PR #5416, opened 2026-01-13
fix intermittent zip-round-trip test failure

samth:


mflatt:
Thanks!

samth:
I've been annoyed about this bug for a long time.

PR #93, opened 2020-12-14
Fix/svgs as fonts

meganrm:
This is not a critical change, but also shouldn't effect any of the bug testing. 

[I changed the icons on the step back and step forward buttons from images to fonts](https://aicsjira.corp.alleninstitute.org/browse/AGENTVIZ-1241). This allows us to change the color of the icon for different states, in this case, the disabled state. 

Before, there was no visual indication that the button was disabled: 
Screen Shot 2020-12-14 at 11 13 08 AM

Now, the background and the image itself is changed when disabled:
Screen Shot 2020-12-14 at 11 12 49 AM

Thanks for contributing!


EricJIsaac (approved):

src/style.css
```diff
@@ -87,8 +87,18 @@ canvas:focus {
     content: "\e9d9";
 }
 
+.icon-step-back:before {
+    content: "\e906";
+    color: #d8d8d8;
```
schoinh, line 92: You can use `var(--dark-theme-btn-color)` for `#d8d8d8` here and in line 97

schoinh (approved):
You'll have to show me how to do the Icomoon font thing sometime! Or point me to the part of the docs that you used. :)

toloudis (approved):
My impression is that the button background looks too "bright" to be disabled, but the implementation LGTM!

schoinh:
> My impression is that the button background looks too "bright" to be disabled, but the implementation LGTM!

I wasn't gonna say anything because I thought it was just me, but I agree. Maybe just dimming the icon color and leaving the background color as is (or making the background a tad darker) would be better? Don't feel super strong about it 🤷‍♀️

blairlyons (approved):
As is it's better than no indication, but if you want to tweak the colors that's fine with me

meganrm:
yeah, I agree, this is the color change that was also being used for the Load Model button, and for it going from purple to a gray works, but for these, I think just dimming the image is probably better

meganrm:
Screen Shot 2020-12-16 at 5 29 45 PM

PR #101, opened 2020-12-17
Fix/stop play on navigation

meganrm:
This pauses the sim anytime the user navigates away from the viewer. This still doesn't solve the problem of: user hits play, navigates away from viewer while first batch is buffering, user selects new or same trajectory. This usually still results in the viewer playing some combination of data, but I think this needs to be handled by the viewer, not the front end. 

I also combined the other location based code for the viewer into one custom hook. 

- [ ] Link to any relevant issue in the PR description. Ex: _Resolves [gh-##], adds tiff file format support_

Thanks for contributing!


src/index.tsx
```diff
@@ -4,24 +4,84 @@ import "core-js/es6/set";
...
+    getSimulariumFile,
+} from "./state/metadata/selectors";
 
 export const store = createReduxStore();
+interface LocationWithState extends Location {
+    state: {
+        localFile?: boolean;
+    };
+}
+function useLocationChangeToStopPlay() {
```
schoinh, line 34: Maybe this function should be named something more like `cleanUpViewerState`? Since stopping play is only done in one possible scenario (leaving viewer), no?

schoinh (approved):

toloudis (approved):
####################
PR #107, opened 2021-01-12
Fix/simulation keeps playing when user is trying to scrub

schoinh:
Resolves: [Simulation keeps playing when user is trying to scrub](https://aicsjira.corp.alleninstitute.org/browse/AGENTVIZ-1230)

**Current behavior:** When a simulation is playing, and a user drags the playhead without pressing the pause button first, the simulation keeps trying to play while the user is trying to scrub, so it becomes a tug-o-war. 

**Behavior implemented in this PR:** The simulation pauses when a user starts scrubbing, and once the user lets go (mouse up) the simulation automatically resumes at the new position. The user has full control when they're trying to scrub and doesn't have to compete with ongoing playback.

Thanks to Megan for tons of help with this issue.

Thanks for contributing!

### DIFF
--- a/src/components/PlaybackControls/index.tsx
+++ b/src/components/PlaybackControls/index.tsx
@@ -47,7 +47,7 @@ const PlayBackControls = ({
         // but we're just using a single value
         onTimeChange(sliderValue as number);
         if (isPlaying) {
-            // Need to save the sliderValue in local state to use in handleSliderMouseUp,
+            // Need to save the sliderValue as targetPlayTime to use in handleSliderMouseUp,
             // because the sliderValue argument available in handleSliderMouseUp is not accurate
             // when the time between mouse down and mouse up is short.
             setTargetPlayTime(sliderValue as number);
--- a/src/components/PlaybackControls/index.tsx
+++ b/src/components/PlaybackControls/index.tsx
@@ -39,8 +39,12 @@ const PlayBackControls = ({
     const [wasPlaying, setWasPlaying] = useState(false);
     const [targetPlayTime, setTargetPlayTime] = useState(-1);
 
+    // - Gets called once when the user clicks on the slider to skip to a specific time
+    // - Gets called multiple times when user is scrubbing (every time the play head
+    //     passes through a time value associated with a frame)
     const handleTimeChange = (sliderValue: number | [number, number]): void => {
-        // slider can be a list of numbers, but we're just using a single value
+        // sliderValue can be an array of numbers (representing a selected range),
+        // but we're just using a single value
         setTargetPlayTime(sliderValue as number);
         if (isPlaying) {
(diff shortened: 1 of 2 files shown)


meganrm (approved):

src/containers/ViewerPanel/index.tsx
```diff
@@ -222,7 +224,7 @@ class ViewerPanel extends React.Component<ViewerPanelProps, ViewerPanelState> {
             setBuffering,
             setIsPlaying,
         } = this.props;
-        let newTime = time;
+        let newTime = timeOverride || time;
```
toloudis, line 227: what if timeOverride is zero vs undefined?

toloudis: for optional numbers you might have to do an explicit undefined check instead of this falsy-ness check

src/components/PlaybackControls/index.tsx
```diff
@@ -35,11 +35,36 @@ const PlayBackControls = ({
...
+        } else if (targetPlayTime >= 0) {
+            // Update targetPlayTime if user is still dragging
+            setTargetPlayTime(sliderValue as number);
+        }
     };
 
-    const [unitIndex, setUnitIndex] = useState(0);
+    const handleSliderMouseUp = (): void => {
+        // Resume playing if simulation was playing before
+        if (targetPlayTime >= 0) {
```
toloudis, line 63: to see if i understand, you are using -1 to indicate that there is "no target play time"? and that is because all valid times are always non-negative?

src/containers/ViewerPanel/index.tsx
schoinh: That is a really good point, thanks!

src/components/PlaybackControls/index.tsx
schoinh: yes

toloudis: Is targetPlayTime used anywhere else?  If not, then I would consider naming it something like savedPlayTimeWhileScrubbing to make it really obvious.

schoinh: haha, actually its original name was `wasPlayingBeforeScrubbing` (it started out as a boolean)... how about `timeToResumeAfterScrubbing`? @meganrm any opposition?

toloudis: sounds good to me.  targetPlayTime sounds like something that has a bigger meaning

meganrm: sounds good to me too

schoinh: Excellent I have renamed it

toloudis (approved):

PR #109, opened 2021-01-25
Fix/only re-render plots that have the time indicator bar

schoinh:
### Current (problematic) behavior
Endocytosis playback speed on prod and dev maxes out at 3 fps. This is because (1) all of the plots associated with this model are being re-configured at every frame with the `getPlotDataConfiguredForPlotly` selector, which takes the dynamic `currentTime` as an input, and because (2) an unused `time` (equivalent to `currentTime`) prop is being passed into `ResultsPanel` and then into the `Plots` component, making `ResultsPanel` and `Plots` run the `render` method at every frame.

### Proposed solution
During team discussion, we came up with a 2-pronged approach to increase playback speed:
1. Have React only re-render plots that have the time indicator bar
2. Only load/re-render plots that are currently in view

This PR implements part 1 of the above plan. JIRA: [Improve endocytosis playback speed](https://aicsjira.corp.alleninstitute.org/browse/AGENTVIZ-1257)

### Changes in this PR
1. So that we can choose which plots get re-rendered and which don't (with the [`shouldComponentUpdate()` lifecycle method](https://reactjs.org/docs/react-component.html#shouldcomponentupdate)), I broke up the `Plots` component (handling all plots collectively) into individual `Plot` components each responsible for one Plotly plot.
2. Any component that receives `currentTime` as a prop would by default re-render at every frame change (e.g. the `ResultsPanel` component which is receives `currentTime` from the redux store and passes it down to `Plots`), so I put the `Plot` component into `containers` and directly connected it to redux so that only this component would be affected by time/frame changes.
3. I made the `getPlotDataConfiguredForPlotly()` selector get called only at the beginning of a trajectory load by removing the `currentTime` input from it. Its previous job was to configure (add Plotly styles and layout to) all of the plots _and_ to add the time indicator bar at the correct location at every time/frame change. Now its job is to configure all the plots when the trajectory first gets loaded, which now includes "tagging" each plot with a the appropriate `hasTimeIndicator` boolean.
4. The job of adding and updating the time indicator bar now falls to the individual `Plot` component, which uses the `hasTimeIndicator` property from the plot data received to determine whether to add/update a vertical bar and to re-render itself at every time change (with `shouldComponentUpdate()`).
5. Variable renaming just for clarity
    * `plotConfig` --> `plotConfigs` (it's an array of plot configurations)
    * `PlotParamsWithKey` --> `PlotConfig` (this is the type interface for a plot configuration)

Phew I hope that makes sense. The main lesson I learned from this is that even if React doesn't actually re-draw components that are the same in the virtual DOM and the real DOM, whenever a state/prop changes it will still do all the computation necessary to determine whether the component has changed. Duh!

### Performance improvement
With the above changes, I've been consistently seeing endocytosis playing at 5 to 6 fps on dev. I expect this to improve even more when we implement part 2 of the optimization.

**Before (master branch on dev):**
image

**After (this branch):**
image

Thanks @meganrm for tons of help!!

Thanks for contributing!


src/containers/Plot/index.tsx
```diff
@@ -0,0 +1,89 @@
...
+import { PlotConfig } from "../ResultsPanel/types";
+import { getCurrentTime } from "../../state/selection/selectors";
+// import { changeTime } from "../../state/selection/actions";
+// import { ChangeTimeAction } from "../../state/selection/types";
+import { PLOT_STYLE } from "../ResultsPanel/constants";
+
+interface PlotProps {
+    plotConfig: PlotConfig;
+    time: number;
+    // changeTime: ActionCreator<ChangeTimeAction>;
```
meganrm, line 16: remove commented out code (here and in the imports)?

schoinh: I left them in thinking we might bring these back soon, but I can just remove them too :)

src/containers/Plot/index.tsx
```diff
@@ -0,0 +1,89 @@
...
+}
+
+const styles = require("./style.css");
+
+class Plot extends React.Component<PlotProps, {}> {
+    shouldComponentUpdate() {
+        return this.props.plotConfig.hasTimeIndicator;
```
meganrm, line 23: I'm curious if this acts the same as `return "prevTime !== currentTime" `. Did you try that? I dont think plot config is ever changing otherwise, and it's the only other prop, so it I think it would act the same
####################
The word "impression" appears in some of the lines above. Copy those lines.

My impression is that the button background looks too "bright" to be disabled, but the implementation LGTM!
> My impression is that the button background looks too "bright" to be disabled, but the implementation LGTM!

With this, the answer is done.